Nearly all cases of PKU are diagnosed very soon after birth, because newborns are screened for the condition. However, if you were diagnosed with PKU as a newborn, the condition will stay with you, if and when you become pregnant. Because there is a 100 percent chance that you will pass one copy of the abnormal PAH gene to your child, your doctor will recommend genetic counseling and referral to a medical genetics specialist. This may lead to further tests, both for you and the child’s father. First, it is important to determine whether the father is a carrier for PKU. Should he be a carrier, the fetus would then have a 50 percent chance of having two abnormal PAH genes and thus having PKU. Additionally, it will be very helpful to know which specific PAH mutations you and the father possess. The fetus can also be tested.

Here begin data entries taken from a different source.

PR #515, opened 2021-03-02
replace http links with https

Findus23:
nowadays there shouldn't really be any reason to not use HTTPS.
So I replaced all links apart from `http://www.gnu.org/licenses/` (as it is more of a specifier than a link) and `adsabs.harvard.edu` (as for whatever weird reason that domain has no HTTPS server doing a redirect to the current site)

Other changes:
- removed `--no-check-certificate` from wget
- replace mercury download with archive.org link (the original file seems to be offline since a few years ago)


hannorein:
Hm. I'm not sure about this one. I guess most of the changes seem unproblematic. The `--no-check-certificate` is there because a lot of operating systems have outdated certificates installed. Yes, one should update outdated certificates, but we really don't have to worry about any security risks for this type of package.

Findus23:
Hm, I honestly thought the time when the os ca-certificates where so outdated that one could not use major websites like GitHub were over (how do these people use any website nowadays?).
Then again you are of course right that for scientific software security isn't that important. I am just used to software that is used by many people and where it is not impossible that a targeted attacker would try to intercept requests until they find one that is not secured and where the sent data is executed. 

I guess keeping it in for people who don't read, but would complain about broken downloads, but adding an information sentence below it for the people who do read might be the better solution.

hannorein:
I'm probably overthinking it, but imagine someone who has set up a compute node somewhere in their office 10 years ago, or use some outdated department cluster where they don't have root access. If they just ssh into it and run some scientific software, there are no real security issues. And updating the whole operating system might be too big of an undertaking. People don't want to do that just to install an N-body integrator and they might go with the path of least resistance (i.e. copy and pasting mercury from the directory where they've used it before).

If the concentration of phenylalanine rises too high in the mother’s blood, she can develop mental difficulties. Such difficulties may include problems in concentration, memory, or reasoning. During pregnancy, such effects can interfere with an expectant mother’s ability to take care of herself, which ultimately can harm the pregnancy. Also, for proper development of the embryo and then the fetus, the mother’s blood concentration of phenylalanine must be kept within the range of 120–360 μmol/l. The reason for the lower limit of 120 μmol/l is that everybody needs some phenylalanine in order to build proteins. However, if the level of phenylalanine rises about 360 μmol/l, the fetus would be at high risk of developing what doctors called MPKU syndrome, which can include any or all of the following complications:
- Microcephaly (small head and brain)
- Poor fetal growth
- Congenital heart defects (CHD — malformation of structures within the heart or the great vessels connected to it). The CHD risk is especially high, if blood levels of phenylalanine rise too high during the first 8–10 weeks of gestation.
- Fetal growth retardation
- Non-familial facial features (the baby’s face looks as if the baby were not biologically part of the family)
- Intellectual disability
PKU is treated with a medicine called sapropterin, which is not harmful to the fetus. Sapropterin does not work for the most severe forms of PKU, namely those who do not produce any PAH enzyme at all. Most people with PKU have some amount of PAH activity, however. Along with the special diet, such patients are given a trial of sapropterin to see if it helps. Additionally, a treatment called large neutral amino acids (LNAA) has helped some people with PKU, but there is some concern about their effects on the fetus.